_DESCRIPTION OF THE TASK:_
Copy each line of the records below that mentions the word "force".

_PROVIDED MATERIAL:_
PR #12538, opened 2026-06-15
feat(jobboard): dedicated least-privilege DB role to bound the service

h0lybyte:
## Why
RLS **cannot** bound `service_role` (it has `BYPASSRLS`) or `postgres` (superuser) — writing policies for them is a no-op. To actually constrain the jobboard Axum service, it connects as a **dedicated non-owner `jobboard` role** instead (the house forgejo/ows pattern).

## What
- `20260615130000_jobboard_dedicated_role.sql` — create role + `USAGE` + **command-scoped table grants** that encode invariants the DB can hold:
  - **no `DELETE`** on historical/moderation tables (gigs, engagements, applications, reviews, messages, reports)
  - `reviews`/`messages` **immutable** (no `UPDATE`)
  - `audit_log` **append-only** (INSERT/SELECT)
  - lookups read-mostly
  - permissive `for all to jobboard` policy per table so the non-owner role passes RLS/`force`; the GRANTs are the real limit. `execute` on `gen_ulid`/`set_updated_at`; `public`/`extensions` usage. `down` = `drop owned by` + drop role.
- `init/00-roles.sql` — add `jobboard` for local migration testing (parity with `forgejo`).
- `schema/jobboard/jobboard_role.sql` — source-of-truth (generated from the migration).
- Schema stays owned by `postgres` (dbmate does DDL); `jobboard` is DML-only — so grants + RLS genuinely constrain it.

## Verified (PG17 stub)
As the `jobboard` role: INSERT/SELECT work (incl. `gen_ulid` default); `DELETE audit_log/engagements/gigs` and `UPDATE audit_log/messages` are `permission denied`; `postgres` (admin) can still delete. Role up+down cycles cleanly; tables intact.

## Follow-up (infra)
Provision the prod password via a `jobboard-db` sealed secret and point `KBVE_PG_RW_URL` at `postgres://jobboard:…` when the service is deployed.


h0lybyte:
Closing — keeping the existing postgres role via jedi PgCluster (matches the other Axum services). No dedicated jobboard role; postgres is superuser so it bypasses force RLS, and the merged schema (#12507) works as-is.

_OUTPUT OF THE EXERCISE:_
  - permissive `for all to jobboard` policy per table so the non-owner role passes RLS/`force`; the GRANTs are the real limit. `execute` on `gen_ulid`/`set_updated_at`; `public`/`extensions` usage. `down` = `drop owned by` + drop role.
Closing — keeping the existing postgres role via jedi PgCluster (matches the other Axum services). No dedicated jobboard role; postgres is superuser so it bypasses force RLS, and the merged schema (#12507) works as-is.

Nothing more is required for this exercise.